Each line must appear in the answer exactly as it does in the data.

....

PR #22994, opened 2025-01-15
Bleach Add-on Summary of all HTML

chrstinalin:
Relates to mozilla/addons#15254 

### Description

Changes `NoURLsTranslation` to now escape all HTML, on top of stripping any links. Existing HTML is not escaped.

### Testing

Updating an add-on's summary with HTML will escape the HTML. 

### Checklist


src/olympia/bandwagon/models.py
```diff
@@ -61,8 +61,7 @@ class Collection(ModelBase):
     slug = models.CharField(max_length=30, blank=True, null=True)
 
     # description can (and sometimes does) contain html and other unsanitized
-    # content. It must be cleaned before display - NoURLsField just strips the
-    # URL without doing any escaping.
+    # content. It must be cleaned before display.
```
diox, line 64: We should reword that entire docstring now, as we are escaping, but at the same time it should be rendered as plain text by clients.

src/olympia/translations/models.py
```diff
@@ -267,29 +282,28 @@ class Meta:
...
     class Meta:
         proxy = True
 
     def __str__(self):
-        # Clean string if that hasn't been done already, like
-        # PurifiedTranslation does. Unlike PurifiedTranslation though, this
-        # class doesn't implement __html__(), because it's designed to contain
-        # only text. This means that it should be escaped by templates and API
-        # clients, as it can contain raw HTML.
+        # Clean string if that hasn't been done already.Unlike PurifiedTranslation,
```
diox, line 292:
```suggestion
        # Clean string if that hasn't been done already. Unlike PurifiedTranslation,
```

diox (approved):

....

RESULT:
PR #22994, opened 2025-01-15
Bleach Add-on Summary of all HTML

chrstinalin:
Relates to mozilla/addons#15254 

### Description

Changes `NoURLsTranslation` to now escape all HTML, on top of stripping any links. Existing HTML is not escaped.

### Testing

Updating an add-on's summary with HTML will escape the HTML. 

### Checklist


src/olympia/bandwagon/models.py
```diff
@@ -61,8 +61,7 @@ class Collection(ModelBase):
     slug = models.CharField(max_length=30, blank=True, null=True)
 
     # description can (and sometimes does) contain html and other unsanitized
-    # content. It must be cleaned before display - NoURLsField just strips the
-    # URL without doing any escaping.
+    # content. It must be cleaned before display.
```
diox, line 64: We should reword that entire docstring now, as we are escaping, but at the same time it should be rendered as plain text by clients.

src/olympia/translations/models.py
```diff
@@ -267,29 +282,28 @@ class Meta:
...
     class Meta:
         proxy = True
 
     def __str__(self):
-        # Clean string if that hasn't been done already, like
-        # PurifiedTranslation does. Unlike PurifiedTranslation though, this
-        # class doesn't implement __html__(), because it's designed to contain
-        # only text. This means that it should be escaped by templates and API
-        # clients, as it can contain raw HTML.
+        # Clean string if that hasn't been done already.Unlike PurifiedTranslation,
```
diox, line 292:
```suggestion
        # Clean string if that hasn't been done already. Unlike PurifiedTranslation,
```

diox (approved):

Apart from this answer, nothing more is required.